# Some new flavors



## ThreeRiversEsox (Mar 27, 2008)

...and a first attempt at a cast resin bait to boot!! Hope you guys like them, some ideas from here... 
4" resin twitchbait 









10" Basswood Trollers
Olive Frog w/ a cream/brown splatter belly









..and a little more detailed Shad, with a target for the fish to aim at


----------



## bassinjody (Aug 25, 2005)

three rivers great looking lures, john said that pandoras box will suck u in. the second one is my fav!


----------



## jerkin (Apr 3, 2008)

Sweet paint jobs Evan, don't think I could pick a favorite!


----------



## vc1111 (Apr 13, 2004)

Those are all nice.
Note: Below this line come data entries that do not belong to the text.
PR #20242, opened 2025-04-29
feat: introduce esbuild bundler

npapp-dev002:
Related to [CXSPA-9318](https://jira.tools.sap/browse/CXSPA-9318)

We want our example `storefrontapp` in our monorepo to look very similar to our customers' applications. In order to achieve that the following changes were introduced:

- Storefrontapp was updated according to guidelines: 
  - [modernize-apps-migrated-from-6.8-to-2211.19.md](https://github.com/SAP/spartacus/blob/f51aa3ec4fb0bf2b9f82f2eb3eb792bbe0c7a611/docs/migration/2211_35/modernize-apps-migrated-from-6.8-to-2211.19.md)
  -   [modernize-apps-migrated-from-2211.32-to-2211.35.md](https://github.com/SAP/spartacus/blob/f51aa3ec4fb0bf2b9f82f2eb3eb792bbe0c7a611/docs/migration/2211_35/modernize-apps-migrated-from-2211.32-to-2211.35.md)

The following documentation outlines the changes we made and the challenges we faced during the modernization.

# Challenges:
As it described in the previous [PR](https://github.com/SAP/spartacus/pull/20011), we faced the following challenges:
- handle esbuild warnings about sideEffects
- handle symbolic imports in .scss files
- handle csr and prerender builds

## Esbuild warnings about sideEffects
image

This PR introduces a new plugin designed to filter and remove `sideEffect` warnings after the build process completes.

## Symbolic imports in .scss files
Symbolic imports in .scss files (like `@import '@spartacus/styles';`) allow you to reference styles from npm packages or workspace libraries using a package name instead of a relative or absolute file path. Previously `extra-webpack.config.js` handled these imports, but it looked like that esbuild does not have similar support.

Many workarounds were attempted:
- An attempt was made to use a Sass plugin to address the issue, but Angular's build system does not permit customization of Sass handling.
- Rewriting every single symbolic import to their relative counterparts and changing them back after the application build is done. This was a quite invasive and extensive workaround that affected all of the libraries.
- The last and successful attempt uses `npm workspaces`. It creates symlinks to each library's source code folder inside the `node_modules/@spartacus/<library-name>`.

In order to make your library to be able to handle symbolic imports, it has to be listed under the workspaces section of the main `package.json` file.

## Handle csr and prerender builds
Previously the SSR related configuration was handled by different builders, but now the new Angular application builder provides the integrated functionality for all of the following preexisting builders (prerender, server, ssr-dev-server). The storefrontapp was updated with new build targets to reflect the changes. For example, `build-csr` target was introduced to execute the application builder with `noSsr` and `production` configuration. 

# Important updates to note

## `npm run build` changes
`npm run build` creates two folders: 
- The browser folder contains the client-side JavaScript, CSS, and assets for the Angular application, with index.csr.html serving as the entry point. To generate index.html for your http server, execute npm run build:csr.
- The server folder contains the server-side bundle, which is used for server-side rendering (SSR) with Node.js. This code runs on the server to pre-render pages before sending them to the browser.

## NPM workspaces
npm workspaces allow you to manage multiple packages (like libraries and apps) in a single monorepo. Each workspace is a subproject with its own package.json, and dependencies between them are symlinked for easy local development.

Usage:
- Check if your packages is under the listed folders in root folder's `package.json`. It should be either under `feature-libs/* `or listed directly as `projects/core`.
- Run npm install at the root to install all dependencies and link local packages.
- Test your package.

## Removed config files
`tsconfig.server.json` and `tsconfig.server.prod.json` were removed because they are no longer used. The default install script was modified to reflect these changes.

## Validate ssr changes
Please note that SSR markers such as `USING_DEV_MODE_MARKER` and `USING_PROXY_BACKEND_MARKER` are no longer located in fixed positions as they were with Webpack. With the new bundler, these markers may appear in different chunk files and at arbitrary locations. As a result, the search logic was updated to scan both the server and browser directories comprehensively.

# Remaining work

These issues might be out of scope for the current PR, because they require a certain level of refactoring to introduce.

## Isolated Modules
IsolatedModules is a TypeScript compiler option (--isolatedModules) that enforces each file to be treated as a separate module during compilation. It ensures that every file can be safely transpiled in isolation, without relying on information from other files.

Reasons to use:
- Requires every file to be a module (must have at least one import or export).
- Disallows certain TypeScript features that can't be safely transpiled in isolation (e.g., const enum, namespaces, and type-only imports/exports without code).
- Commonly used with build tools like Babel or Esbuild, which transpile files one at a time.
- Helps catch issues early when using transpilers that do not perform full type-checking or cross-file analysis.  

It is currently not added because of the errors that occur for `dev-server`.
image

## Use Define Class Fields
The `useDefineForClassFields` flag is a TypeScript compiler option that controls how class fields are emitted in the compiled JavaScript:

Reasons to remove it
- When set to true (the default in recent TypeScript versions), class fields are defined using the standard ECMAScript semantics. This means fields are defined with Object.defineProperty or as direct field declarations, and are initialized before the constructor runs.
- When set to false, TypeScript uses legacy behavior, assigning fields inside the constructor after super() is called.

It is currently set to `false` in the main `package.json`, because it requires extensive refactoring:
image

## Side effects warnings
Side effect warnings are filtered only after the build is completed, because the onEnd hook in esbuild plugins only runs after a successful build (when there are no fatal errors). If there is a compilation error, esbuild does not call onEnd, so `filterWarningsPlugin` never gets a chance to filter the warnings. As a result, all warnings are shown alongside errors.
image


package.json
```diff
@@ -126,6 +126,7 @@
   },
   "private": false,
   "dependencies": {
+    "@angular-builders/custom-esbuild": "^19.1.0",
```
Platonn: [nitpick]
lets move new deps to `devDependencies`

tools/schematics/testing.ts
```diff
@@ -275,6 +275,9 @@ async function publishAllPackages(): Promise<void> {
 
   /** Number of packages published, successfully or not */
   let completedCount = 0;
+  /** Transform storefrontstyles and dist to use symbolic paths before publish */
+  execSync("ts-node tools/scripts/regex-scss-path-replace.ts ./dist");
+  execSync("ts-node tools/scripts/regex-scss-path-replace.ts ./projects/storefrontstyles");
```
Platonn: [medium]
1. Ideally, let's to run the new regex-replace as part of the regular nx `build` task of each library.
Thanks to this it won't matter from where you'll build or publish libs.
This script `tools/schematics/testing.ts` is used only for internal testing.

2. if we make changes inside the folder `storefrontstyles`, then we're changing the sources, which is a bummer. I believe, instead we should copy those styles to /dist folder (as an "artificial build" step), and then regex-replace only there in /dist folder

tools/scripts/paths.ts
```diff
@@ -0,0 +1,59 @@
...
+  'product-multi-dimensional',
+  'product',
+  'qualtrics',
+  'quote',
+  'requested-delivery-date',
+  's4-service',
+  's4om',
+  'storefinder',
+  'user',
+];
```
Platonn: [question]
1. Don't we have too little libs listed there? I had an impression we have much more libs, don't we? (maybe it's my bad and we indeed we have only them).
2. can we have `asm` defined only once? against a patter `@import 'asm'` (with ending `'`) or `@import 'asm/` (with ending `/`). I mean not specifically `asm`, but for all libs we could replace just a prefix. What do you think?

`@import 'lib-name/whatever/nested` -> `@import @spartacus/lib-name/whatever/nested`
`@import 'lib-name'` -> `@import @spartacus/lib-name`

tools/scripts/paths.ts
```diff
@@ -0,0 +1,59 @@
...
+ * and update their `@import` statements to use the correct paths.
+ *
+ * Example:
+ * - For `{ key: 'feature-libs', value: '@spartacus' }`:
+ *   `@import 'feature-libs/asm/styles';` becomes `@import '@spartacus/asm/styles';`.
+ * - For `{ key: 'projects/schematics/index', value: '@spartacus/schematics' }`:
+ *   `@import 'projects/schematics/index';` becomes `@import '@spartacus/schematics';`.
+ */
+export const pathsMapping = [
+  { key: ' cart/base/styles/components/cart-item-list', value: '@spartacus/cart/base/styles/components/cart-item-list' },
```
Platonn: [question]
why the key has preceding space ` cart/.....`

npapp-dev002: Corrected. Thank you.

tools/scripts/paths.ts
npapp-dev002: 1. I first included those who were referenced with symbolic imports in .scss files. I updated the code to contain every project. 
2. You are right. There were some issues where `@import 'lib-name'` was not handled properly.

package.json
npapp-dev002: It is not a nitpick. 🥇 It is completely valid point. Dependency moved to `devDependecies`.

projects/storefrontapp/project.json
```diff
@@ -171,6 +193,151 @@
...
     },
+    "serve-ssr": {
+      "executor": "nx:run-commands",
+      "options": {
+        "commands": [
+          {
+            "command": "nx run storefrontapp:build:production --watch"
+          },
+          {
+            "command": "sh -c 'while [ ! -f dist/storefrontapp/server/server.mjs ]; do sleep 1; done; nodemon dist/storefrontapp/server/server.mjs --watch dist/storefrontapp/server/server.mjs --signal SIGTERM --verbose'"
```
Platonn: 1. Do we really have to install `nodemon`? Can't we use native `node --watch`?
2. New builder outputs build artifacts to many chunked JS files, so we should not watch only the server.mjs but the whole folder. I believe this can be also achieved with `node --watch-path folder`

for more see https://medium.com/@moaidmoaidrazhy/node-watch-vs-nodemon-4c8f0fc8a1af

npapp-dev002: Done.

projects/ssr-tests/validate-ssr-build.ts
```diff
@@ -84,20 +84,34 @@ export default async function validateSsrBuild() {
...
       `
 SSR app is not using a local backend proxy as a base OCC url.
 ${BUILD_COMMAND_ADVICE}`
     );
   }
 
+  const fileContents = fs.readFileSync(SSR_APP_PATH, 'utf8');
   if (fileContents.includes(USING_DEV_MODE_MARKER)) {
     throw new Error(
       `
```
Platonn: For `USING_PROXY_BACKEND_MARKER` we're now searching the whole folder.
Shouldn't we search for `USING_DEV_MODE_MARKER` also in the whole folder?

projects/storefrontapp/project.json
```diff
@@ -7,21 +7,29 @@
   "generators": {},
   "targets": {
     "build": {
-      "executor": "@angular-builders/custom-webpack:browser",
+      "executor": "@angular-builders/custom-esbuild:application",
+      "logLevel": "error",
```
Platonn: 1. Do we really have to change the default logLevel?
2. And what was the previous default logLevel?

projects/storefrontapp/project.json
```diff
@@ -7,21 +7,29 @@
...
-          "path": "./extra-webpack.config.js"
-        },
+        "preserveSymlinks": true,
+        "plugins": ["./projects/storefrontapp/esbuild/plugins.ts"],
         "aot": true,
+        "allowedCommonJsDependencies": [
+          "whatwg-url",
+          "encoding",
+          "cross-fetch"
+        ],
```
Platonn, line 19: Why in this PR we have to add 3 packages to this allow-list `allowedCommonJsDependencies`? Why we didn't need this config before?

projects/storefrontapp/project.json
```diff
@@ -171,6 +193,151 @@
...
+          {
+            "command": "nx run storefrontapp:build:production --watch"
+          },
+          {
+            "command": "sh -c 'while [ ! -f dist/storefrontapp/server/server.mjs ]; do sleep 1; done; node --watch-path=dist/storefrontapp/server/ dist/storefrontapp/server/server.mjs'"
+          }
+        ]
+      }
+    },
+    "server": {
```
Platonn: Do we really have to maintain the architect section "server"? Won't "build" suffice?

One downside of maintaining it is that it contains a copy of "styles" array config, the same as in the "build" architect section?

Btw. I cannot find architect section "server" it in fresh Angular+Spartacus app with SSR.

projects/ssr-tests/validate-ssr-build.ts
npapp-dev002: Good question. If SSR is built in development mode, the whole `dist/storefrontapp/server` folder will be empty. This would make `validate-ssr-build.ts` to fail at the first check where the existence of `dist/storefrontapp/server/server.mjs` is checked. I think that makes the `USING_DEV_MODE_MARKER` check obsolete. What do you think? Should I remove this check, or extent the search to include both browser and server folders? (Note: only browser folder has content when ssr build is invoked with development configuration, and the marker can be found there)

That casting stuff is fun isn't it? It looks like you came up with some solid body styles to cast too. Good stuff TRE.


----------



## Cutt'em Jack (Feb 17, 2008)

Nice work! I like the shad one the best.


----------



## rjbass (Aug 1, 2007)

Nice job!

Rod


----------



## Rowhunter (Jun 21, 2007)

Wow, you are progressing quickly!
Those are some real nice pattern's, I really like the Shad.

Douglas


----------



## peple of the perch (Sep 13, 2004)

Those are cool looking. I really like that last one with the black/red killdot with a pin stripe.


----------



## CRAPPIE LOVER (Feb 11, 2007)

Very nice paint job...Hard to choose but I too have to go along with the Shad...Very..Very Nice......Jim...


----------



## ThreeRiversEsox (Mar 27, 2008)

Thanks for all the kind words guys!!The shad pattern started off as white scales on white with a white to blue chameleon over top and it looked pretty good but I wanted some more detail... and I just don't know when to stop cause it's so much fun! I really enjoy painting with the airbrush for those finer details and glad to be able to paint some of the patterns that the cans couldn't get. I appreciate all of the help, tips and tricks I have received through all of you guys whether directly or indirectly, but it definitely helped me achieve things I never thought were possible from the beginning. So THANKS!!  Evan


----------



## TIGGER (Jan 17, 2006)

Wow those look great! Those will catch fish for sure!


----------